• _TASK ITEM_: In the material below, identify each line bearing the word "readVersionAt". Reproduce those lines.
☆ ☆ ☆
PR #2816, opened 2026-08-20
test(version): make getCliVersionFresh actually testable (RUSH-2862)

muqsitnawaz:
**What + type:** test-only — makes an existing untestable contract (getCliVersionFresh bypasses the cache) actually verifiable, no behavior change.

## Why the old form could not fail

getCliVersion (memoized) and getCliVersionFresh (uncached) both read the identical hardcoded path:

\`\`\`ts
// before — version.ts:109 and :133
readVersionAt(path.join(__dirname, \x27..\x27, \x27..\x27, \x27package.json\x27)) ?? …
\`\`\`

With package.json unchanged mid-test, cached and fresh are equal by construction — including for the exact regression the contract exists to prevent: getCliVersionFresh = () => getCliVersion(). Two prior attempts both fell into this and were removed; the test file carried a comment explaining why there was no test, naming this ticket.

## The fix

Made the package.json path an optional parameter on both functions, defaulting to the real on-disk path:

\`\`\`ts
export function getCliVersion(
  pkgJsonPath: string = path.join(__dirname, \x27..\x27, \x27..\x27, \x27package.json\x27)
): string {
  if (cached) return cached;
  cached = readVersionAt(pkgJsonPath) ?? readInstalledPackageVersion() ?? \x27unknown\x27;
  return cached;
}

export function getCliVersionFresh(
  pkgJsonPath: string = path.join(__dirname, \x27..\x27, \x27..\x27, \x27package.json\x27)
): string {
  return readVersionAt(pkgJsonPath) ?? readInstalledPackageVersion() ?? \x27unknown\x27;
}
\`\`\`

Every production call site (doctor.ts, secrets.ts, agent.ts, ssh-tunnel.ts, download.ts, install-menubar.ts, snapshot.ts, ipc.ts, daemon-ticks.ts) calls both with zero arguments, so behavior is unchanged there. The new test writes its own fixture package.json in a mkdtempSync dir — the real, fork-shared apps/cli/package.json is never touched.

The test primes the memo from a fixture at version A, rewrites the fixture to version B, then asserts getCliVersionFresh follows B while getCliVersion stays at A — using vi.resetModules() + a fresh dynamic import(\x27./version.js\x27) since cached is module-level state already primed by the file's first test.

## Mutation proof

Replaced getCliVersionFresh's body with return getCliVersion(); and reran the suite:

\`\`\`
FAIL  src/lib/version.test.ts > version > getCliVersionFresh follows an on-disk change; getCliVersion stays memoized (RUSH-2862)
AssertionError: expected \x271.0.0-fixture-a\x27 to be \x272.0.0-fixture-b\x27 // Object.is equality

Expected: \"2.0.0-fixture-b\"
Received: \"1.0.0-fixture-a\"
\`\`\`

Reverted; git diff on version.ts shows only the intended parameter change.

## Verification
☆ ☆ ☆
• _ANSWER SPACE_:
readVersionAt(path.join(__dirname, \x27..\x27, \x27..\x27, \x27package.json\x27)) ?? …
  cached = readVersionAt(pkgJsonPath) ?? readInstalledPackageVersion() ?? \x27unknown\x27;
  return readVersionAt(pkgJsonPath) ?? readInstalledPackageVersion() ?? \x27unknown\x27;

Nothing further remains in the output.